26. The letter is one of the few items approaching tangible evidence which Mr Sweeney has elected to make reference by way of opposition to the present application for security for costs, in circumstances where the majority of the exhibits to his affidavit are either inter partes correspondence, documents emanating from [Limerick Private Ltd]...(the ‘Information Memorandum’ and the ‘Business Case’) or its proposed venture partner, UK Specialist Hospitals Ltd (the letter of 12th May 2012 and the March 2013 ‘High Quality and Efficiency Model of Elective Care’ document). It is therefore appropriate to examine the letter here. Aspects of the letter will be a matter for submission in due course; however, without in any way detracting from that position, I would make a number of discrete observations upon it.
27. First, contrary to what is implied at para.31 which states ‘AIB was prepared to provide a loan...’ the letter does not in fact evidence loan approval at all. As is apparent from the final lines thereof:
‘The above is the basis...[on] which AIB Business Banking Cork are prepared to recommend this proposal to the relevant Sanctioning Authority of AIB Group and is subject to change. Please note that this does not constitute any offer of loan facilities.’
28. Indeed, I note that Mr Dillon of Grant Thornton also takes the view...that the relevant letter ‘should be considered highly conditional and in no way representing committed funding.’

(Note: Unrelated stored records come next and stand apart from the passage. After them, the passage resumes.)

PR #793, opened 2026-04-23
Add notes sync data service

AhmedNMahran:
## Summary
Add the sync notes data layer only.

## Scope
- bump `mobile-sync-spm` to `0.0.7`
- add `NotesSyncService` in `MobileSyncSupport`
- wire the service through `AppDependencies` under `QURAN_SYNC`

## Behavior
- create always creates a sync note
- update/delete are by concrete sync note id

## Out of scope
- no notes UI
- no note editor changes
- no ayah menu icon/presentation changes
- no note tinting changes

## Notes
Legacy CoreData notes flow remains untouched in this PR.

### DIFF
--- a/Data/MobileSyncSupport/Sources/NotesSyncService.swift
+++ b/Data/MobileSyncSupport/Sources/NotesSyncService.swift
@@ -66,6 +66,10 @@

29. Second, the letter is dated 13th July 2007. However, the plaintiffs’ formal application to VHI for approval of the hospital was not made until 2011. No evidence has been adduced by Mr Sweeney that even the limited position set out in the 2007 letter, i.e. that a particular unit within AIB was ‘prepared to recommend’ a loan proposal to a higher entity within that bank - actually subsisted until 2011. The lending environment had significantly changed in the intervening years; a point which I will return to below.
30. Third, there are a variety of other conditions in the letter quite apart from that of approval by VHI. If necessary, these will be a matter for submission in due course. However, I would briefly note a number of matters.

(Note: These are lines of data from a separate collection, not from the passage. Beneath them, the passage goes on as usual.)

PR #795, opened 2026-04-25
Add navigation drawer to reading screen #794

### LINKED ISSUE #794: Feature: in-reading navigation drawer for surahs / juz / notes / bookmarks
## Navigation Drawer — quick in-reading access

A side-sheet that slides in from the trailing edge of the reading screen with one-tap access to:
                                                                                
- **Surah list** — jump to any of the 114 surahs                             
- **Juz list** — 240 quarters grouped by juz, like the Home tab               
- **Notes** — your saved notes, tap to jump to the verse                                                 
- **Bookmarks** — your bookmarked pages, tap to jump                          
- **Search** — filters within the active section                                                         
                                                                                
**Why it matters:** today, switching to a different surah or reviewing a note means backing out of the   
reading view to the main tabs, then re-entering — breaking your reading flow. The drawer keeps you in
context: tap the title bar → pick a destination → drawer slides closed → you're there. Especially        
valuable during long reading sessions or when cross-referencing.

abdorizak:
Closes #794                                                                                              
                                                                                                           
  ## What it does                                                                                          
                                                                                                           
  Adds a side-sheet you open by **tapping the title in the reading nav bar**. From there you can jump to   
  any:                                                                                                     
                                        
  - **Surah** (114, grouped by juz)                                                                        
  - **Juz / quarter** (240 quarters, same layout as Home)                                                  
  - **Note** (your saved notes)                                                
  - **Bookmark** (your bookmarked pages)                                                                   
                                                                                                           
  …with a search field that filters the active tab.                             
                                                                                                           
  ## Why                                                          
                                                                                                           
  Today, switching surahs or checking a note means backing out of the reading view to the main tabs and    
  re-entering — interrupting the reading flow. The drawer keeps you in context: tap title → pick           
  destination → keep reading.                                                                              
                                                                  
  ## How                                                                                                   
   
  - New `NavigationDrawerFeature` SPM target. Drawer is built only when the title is tapped — nothing new  
  runs on the reading / scrolling path.                                         
  - Reuses `NoorList` / `NoorListItem` so rows look the same as the Home tab.
  - Strings added to all 16 locales (`en`/`ar` hand-written, the rest AI-translated and labelled per the
  repo's existing convention).                                                                             
                                                                                
  ## Demo                                                                                                  
                                                                                                           
  > Uploading iPhone 16E Screen Recording Apr 25 2026.mp4…

                                                                  
                                                                                                           
  ## Tested                                                                                                
                                                                                                           
  - First-tap from cold start, recents, surah list, and juz list → drawer opens reliably
  - Search filters each tab                                                                                
  - Selecting a destination navigates and dismisses the drawer                  
  - RTL + dark mode both look right                                                                        
                                                                               
  Happy to address feedback. 🙏

### DIFF
--- a/Core/Localization/Resources/ar.lproj/Localizable.strings
+++ b/Core/Localization/Resources/ar.lproj/Localizable.strings
@@ -224,3 +224,22 @@
 "new.library_navigation" = "التنقل:";
 // Metadata: Translated by ChatGPT; human review required.
 "new.library_navigation.details" = "* قم بترتيب السور والأجزاء على الصفحة الرئيسية، وعرض أرقام السور حتى تتمكن من الانتقال إلى ما تحتاجه بشكل أسرع - بفضل @yismailuofa.";
+
+// MARK: - Navigation Drawer
+// Metadata: Translated by AI; human review required.
+"navigation_drawer.title" = "التنقل";
+"navigation_drawer.search_placeholder" = "بحث";
+"navigation_drawer.tab.surah" = "السور";
+"navigation_drawer.tab.juz" = "الأجزاء";
+"navigation_drawer.tab.notes" = "الملاحظات";
+"navigation_drawer.tab.bookmarks" = "الإشارات المرجعية";
+"navigation_drawer.surah.makki" = "مكية";
+"navigation_drawer.surah.madani" = "مدنية";
+"navigation_drawer.note.untitled" = "ملاحظة بدون عنوان";
+"navigation_drawer.bookmark.page" = "صفحة %d";
+"navigation_drawer.empty.no_results" = "لا توجد نتائج";
+"navigation_drawer.empty.no_notes" = "لا توجد ملاحظات بعد";
+"navigation_drawer.empty.no_matching_notes" = "لا توجد ملاحظات مطابقة";
+"navigation_drawer.empty.no_bookmarks" = "لا توجد إشارات مرجعية بعد";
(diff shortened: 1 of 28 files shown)


abdorizak:
@mohamede1945 Please check this thanks.

mohamede1945:
Jazak Allah khayran for the implementation, this looks really well done.

That said, I don't think we can move forward with this change right now for a few reasons:

1. We're currently working on a broader redesign of the app, which will likely impact how this feature should be introduced.
2. The current interaction isn't very discoverable, so it may not deliver the intended value to users.
3. It modifies the existing tap behavior in the reading view. While the approach itself is reasonable, given the upcoming redesign, it's probably better to avoid introducing a new interaction pattern that we may soon change.

I do agree that this is a valuable feature and something we should support. It just feels like the timing and UX approach need to align better with the upcoming redesign.

Appreciate the work here. I would love to revisit this once we have more clarity on the new direction.

abdorizak:
Thanks for the detailed feedback, that makes sense.

I agree on the timing and the discoverability concern. Happy to pause on this for now and revisit once the redesign direction is clearer. I still think improving in-context navigation during reading is valuable, so would love to pick this back up when it aligns better.

In the meantime, I’m happy to help with other feature work or contribute to the new design efforts. just let me know where I can be most useful.

Appreciate the guidance. @mohamede1945

mohamede1945:
@abdorizak I would appreciate you taking a look at https://github.com/quran/quran-ios/issues/809. There are other tickets in the repo, you could take a look, but let me know by commenting first on the issue since some are out dated

PR #297, opened 2025-05-30
[storage] Implement force snapshot for stream write

dentiny:
## Summary

Finish a TODO item: to support force iceberg snapshot in streaming write.
The only added change is to trigger force snapshot at stream commit if necessary.

Also fix a bug on force iceberg snapshot, see https://github.com/Mooncake-Labs/moonlink/pull/297/files#r2114994829 for details.

## Checklist

- [x] Code builds correctly

### DIFF
--- a/src/moonlink/src/storage/mooncake_table/transaction_stream.rs
+++ b/src/moonlink/src/storage/mooncake_table/transaction_stream.rs
@@ -106,7 +106,6 @@ impl MooncakeTable {
             pos: None,
             row_identity: self.metadata.identity.extract_identity_columns(row),
         };
-
         let stream_state = Self::get_or_create_stream_state(
             &mut self.transaction_stream_states,
             &self.metadata,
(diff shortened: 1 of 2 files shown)


src/moonlink/src/storage/mooncake_table/snapshot.rs
```diff
@@ -279,8 +279,12 @@ impl SnapshotTableState {
         //
         // TODO(hjiang): Error handling for snapshot sync-up.
         let mut iceberg_snapshot_payload: Option<IcebergSnapshotPayload> = None;
-        let flush_by_data_files =
-            self.create_iceberg_snapshot_by_data_files(new_data_files.as_slice(), force_create);
+        let flush_by_data_files = self.create_iceberg_snapshot_by_data_files(
```
dentiny, line 282: This is a bug, chances are that:
- A mooncake snapshot is ongoing;
- Force snapshot is requested;
- Now threshold to create iceberg snapshot is still standard / high;
- Next mooncake snapshot we actually get "force snapshot marker", but new data files are empty;
- No iceberg snapshot will be created.

PR #308, opened 2025-05-30
Fix pre commit

nbiscaro:
## Summary

Our pre-commit currently only runs for default features. We can add the `--all-features` flag to ensure we lint all features.
Additionally, we only lint files that were touched (which is good) but this means that any linting errors introduced before the pre-commit hook was added are still around.

## Related Issues

## Changes

- add `--all-features` flag
- fix lints behind `feature = "storage-s3"`
- fix old lints
- indent `yml`

## Checklist

- [ ] Code builds correctly

### DIFF
--- a/src/moonlink/benches/bench_write.rs
+++ b/src/moonlink/benches/bench_write.rs
@@ -141,22 +141,24 @@ fn bench_write(c: &mut Criterion) {
                         );
                     }
                     let handle = table.flush_transaction_stream(1);
-                    let _ = handle.await.unwrap();
+                    handle.await.unwrap();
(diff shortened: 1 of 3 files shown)


.pre-commit-config.yaml
```diff
@@ -2,25 +2,25 @@ repos:
   - repo: https://github.com/doublify/pre-commit-rust
     rev: v1.0
     hooks:
-    - id: fmt
+      - id: fmt
```
dentiny, line 5: Just for my own knowledge, is yml indentation necessary / must / recommended?

PR #316, opened 2025-05-31
Add basic CI run

nbiscaro:
## Summary

Adds a basic CI that runs on PR. This will be useful for maintaining integrity of the codebase and providing peace of mind for us and our open source contributors going forward. It will be good to play with this internally for the next week before open sourcing.

The pipeline is pretty basic, and runs two main jobs:
1) The first job runs our format and linting with `rustfmt` and `clippy`. In order to ensure the formatting and linter expectations are the same between our upstream and local `pre-commit` hooks, we use a `rust-toolchain.toml` to pin the versions. 

2) The second job runs our unit tests and also generates a code coverage report with `llvm-cov`. _We don't run any integration tests_. Currently, `llvm-cov` simply generates an HTML report and stores it in artifacts. We post a comment on the PR with a link to the downloadable artifact (the comment will update in-place on new pushes so no spam). This is purely temporary and we should upload them to something like https://about.codecov.io/codecov-free-trial/ (note they are free for open source!). We can eventually add a parameter to `llvm-cov` to fail the CI if test coverage dips below a certain percentage, but I will keep this off for now. 

To reduce build times during run we use `swatinem/rust-cache@v2` which will cache build artifacts across jobs and runs (does not cache on failure). 

(Heres an example of what the comment looks like with artifact link: https://github.com/nbiscaro/pg_moonlink/pull/2#issuecomment-2923718125)

## Related Issues

## Changes

- 
- 
- 

## Checklist

- [ ] Code builds correctly

### DIFF
--- a/.github/workflows/ci.yml
+++ b/.github/workflows/ci.yml
@@ -73,7 +73,7 @@ jobs:
       - name: Upload to Codecov
         uses: codecov/codecov-action@v5
         env:
-          CODECOV_TOKEN: ${{ secrets.CODECOV_ORG_TOKEN }}
+          CODECOV_TOKEN: ${{ secrets.CODECOV_TOKEN }}
         with:
           files: lcov.info
           verbose: true


.github/workflows/ci.yml
```diff
@@ -0,0 +1,80 @@
...
+      - uses: dtolnay/rust-toolchain@stable
+        id: toolchain
+        with:
+          components: rustfmt,clippy
+
+      - uses: swatinem/rust-cache@v2
+        with:
+          shared-key: ${{ steps.toolchain.outputs.cachekey }}
+
+      - name: rustfmt check
```
dentiny, line 42: You could use `pre-commit` tool to run and check all pre-commit hooks.
The benefit is, if we add more precommit hooks in the future, we don't need to update both places.

dentiny:
Hi I didn't see CI page for my PR (https://github.com/Mooncake-Labs/moonlink/pull/323), is that expected? Thanks!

a) As I have already alluded to above, no evidence has been provided to demonstrate as to how Condition No.1 would have been complied with, namely €21,000,000...own funds to be introduced up front to the project’

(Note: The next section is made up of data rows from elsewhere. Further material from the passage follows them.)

Issue #327, opened 2025-05-31
iceberg: clean up puffin blob write logic


dentiny:
## Summary

Current implementation is at an intermediate state, which rewrite manifest list for multiple times; I left TODO last time but forgot to revisit.
https://github.com/Mooncake-Labs/moonlink/blob/b0b49b711d59024814ae20d8760267d6bade8cda/src/moonlink/src/storage/iceberg/file_catalog.rs#L725-L733

PR #328, opened 2025-05-31
[storage] Cleanup puffin blob write logic

dentiny:
## Summary

Current implementation is bad and in-performant:
- It would rewrite manifest list for multiple times
- It iterates all manifest entries for multiple times

I left a TODO then but forgot to revisit :(

## Related Issues

Closes https://github.com/Mooncake-Labs/moonlink/issues/327

## Checklist

- [x] Code builds correctly

### DIFF
--- a/src/moonlink/src/storage/iceberg/puffin_writer_proxy.rs
+++ b/src/moonlink/src/storage/iceberg/puffin_writer_proxy.rs
@@ -354,7 +354,7 @@ pub(crate) async fn append_puffin_metadata_and_rewrite(
 
     // Delete existing manifest list file and rewrite.
     let mut manifest_list_writer =
-        create_new_manifest_list_writer(table_metadata, &cur_snapshot, file_io).await?;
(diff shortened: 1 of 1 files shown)


src/moonlink/src/storage/iceberg/file_catalog.rs
```diff
@@ -719,18 +719,8 @@ impl Catalog for FileCatalog {
...
-        for (puffin_filepath, puffin_blob_metadata) in self.puffin_blobs.iter() {
-            append_puffin_metadata_and_rewrite(
-                &metadata,
-                &self.file_io,
-                puffin_filepath,
-                puffin_blob_metadata.clone(),
-            )
-            .await?;
-        }
+        // TODO(hjiang): Add unit test for update and check manifest population.
```
dentiny, line 722: Involves types are from iceberg-rust internal and it's not easy to construct ourselves :(

Issue #335, opened 2025-06-02
iceberg: no block wait in critical section


dentiny:
## Summary

https://github.com/Mooncake-Labs/moonlink/blob/ead85eb639bf8d01af9c2e4a2e76e3cf287022ca/src/moonlink_backend/src/lib.rs#L75-L83

Issue #332, opened 2025-06-01
iceberg: support multiple iceberg snapshot creation requests


dentiny:
## Summary

Currently I haven't implemented multiple force snapshot support, simply check failure.
https://github.com/Mooncake-Labs/moonlink/blob/ead85eb639bf8d01af9c2e4a2e76e3cf287022ca/src/moonlink/src/table_handler.rs#L200-L201
Before make it public, at least I should pass error status into channel.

b) Indeed, a short number of years later in December 2012, it appears - from para.37(a) of Mr Sweeney’s affidavit - that ACC Bank registered a judgment mortgage over one of his properties, which seems to indicate unspecified borrowings as well as financial difficulty, at least on his part.
c) Condition No.9 required ‘Cost overrun Guarantee to be provided by the Promoters and Bank to be satisfied with the ability of Promoters to meet any overruns to the project.’ In common with the vast majority of the conditions, no evidence has been provided which tends to indicate (even to the level germane to a security for costs application) that this condition could have been fulfilled.
d) No evidence has been forthcoming as to what the feasibility would have been of securing a ‘Fixed price contract...for the construction of the Hospital at €54,600,000 (Condition No 2) in either late 2007 or subsequently. Conditions Nos 3 and 4 are also relevant in that regard, with Condition No 4 requiring that AIB had to be satisfied with the abilities of any putative building contractor to ‘complete the project on budget and within timescale’. Information has not been provided with respect to what the ‘timescale’ would have been, a matter which is, in turn, of possible relevance to the situation regarding AIB and other banks in the years which followed.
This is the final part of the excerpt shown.